### Working data ###

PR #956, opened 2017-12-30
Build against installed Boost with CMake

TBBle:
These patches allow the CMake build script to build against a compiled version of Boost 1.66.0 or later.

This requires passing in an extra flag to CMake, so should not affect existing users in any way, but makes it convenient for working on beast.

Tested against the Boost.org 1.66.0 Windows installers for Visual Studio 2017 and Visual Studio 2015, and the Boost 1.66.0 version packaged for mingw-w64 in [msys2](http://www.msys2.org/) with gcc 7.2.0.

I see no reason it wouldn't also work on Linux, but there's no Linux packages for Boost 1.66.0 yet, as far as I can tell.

###

Exercise requirements ->
Copy out each line of the records above that includes "Boost".

Task result ->
Build against installed Boost with CMake
These patches allow the CMake build script to build against a compiled version of Boost 1.66.0 or later.
Tested against the Boost.org 1.66.0 Windows installers for Visual Studio 2017 and Visual Studio 2015, and the Boost 1.66.0 version packaged for mingw-w64 in [msys2](http://www.msys2.org/) with gcc 7.2.0.
I see no reason it wouldn't also work on Linux, but there's no Linux packages for Boost 1.66.0 yet, as far as I can tell.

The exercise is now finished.